# Marriage counseling- will it help?



## GRNY98 (Apr 28, 2010)

Married for nearly 13 years, going to counseling for a second time this week, we both went a few years ago as well and it seemed to help. She had continued on her own afterwards. So whats too expect this second time around? I remember the past counseling sessions were good but totally exhausting and heart wrenching and I am not feeling up to it at all. I know it will be worth it cause I want to save my marriage and am sure airing our differences out loud with an impartial 3rd party can only help...part of me owrries that the counselor would take ones side or lean toward one party being more at fault and needing change more readily than the other. Guess I have butterfiles which is odd for me, I have nothing to hide but am concerned we wil walk out of there either ready to split or ready to work it out, either is going to be hard.


----------



## OneMarriedGuy (Apr 5, 2010)

One thing to be aware of - if it appears a marriage could be in big jeopardy, a good and astute counselor may appear to side heavily with the partner that is the one most looking to jet.

Reason being is the nonjetting partner is already willing to work on things and accepting responsibility for their role in the problems. The one ready to jet is often feeling they've done everything forever and what is the point of now trying more and accepting no responsibility for their actions. Yes, they may admit they did things that were not right but it was only because the other person drove them to it. If both think they are blameless, well then the counselor really has their work cut out for them 

So, beware this is always a possibility and you may have to take it on the chin for a bit if this is you.

But in the end YES it will be good for you. It will help you see better how she thinks/reacts, and how you think/react


----------



## GRNY98 (Apr 28, 2010)

Thanks for the insight, guess I'll just be totally stressed till the session takes place.
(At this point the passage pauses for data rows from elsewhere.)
Issue #492, opened 2015-03-18
Constraint on types in Bulk POST


ethanresnick:
Currently, the bulk extension just says that every resource I POST must contain a `"type"` member, but it doesn't constrain those types at all, or say how the server should respond to bizarre types.

For example, this should pretty obviously not be allowed:

```
POST /photos
{
  "data": [{"type": "people", "name": "New Person!"}]
}
```

That implies a basic restriction like "The `"type"` value provided for each resource must be among types that constitute the collection represented by the URI that you're `POST`ing to."

But, beyond that basic restriction, I'm wondering if there should be more guidance. E.g., perhaps the server MAY reject the request if all the `"type"`s don't match? Etc.

dgeb:
I think a 422 (Unprocessable entity) would be appropriate. I'm not sure we need to provide guidance for every single error condition, but this might be a good one to include.

ethanresnick:
Yup. And, if we do provide guidance here, presumably it should match the guidance we give for the non-bulk equivalent of this error. For that, we currently require a 409:

> A server MUST return 409 Conflict when processing a POST request in which the resource's `type` does not match the server's endpoint.

tkellen:
This seems good @ethanresnick, would you mind opening a PR?

ethanresnick:
I opened [a PR](https://github.com/json-api/json-api/pull/545) that starts work on this!

PR #545, opened 2015-04-08
POSTing resources with invalid type

ethanresnick:
Start of a PR for #492.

Ill report the results and hope for the best.


----------



## OneMarriedGuy (Apr 5, 2010)

Aaah - don't wait in stress, do something proactive. Maybe read a bit about the five love languages or read about what women want from men. Take this test/questionnaire for yourself and then pretend you were her answering it and ask her to do the same, might give yo some surprise answers as to how she/you feel love.

Love Languages Test

Or not  I say this because for me, if my mind is busy, I stress less


----------



## omar77 (May 10, 2010)

well it depends on you and your partner if you're both being honest and want to solve the problems and not alleviating them then it will be helpful otherwise i don't think so if you were both not 100% convinced in it.


----------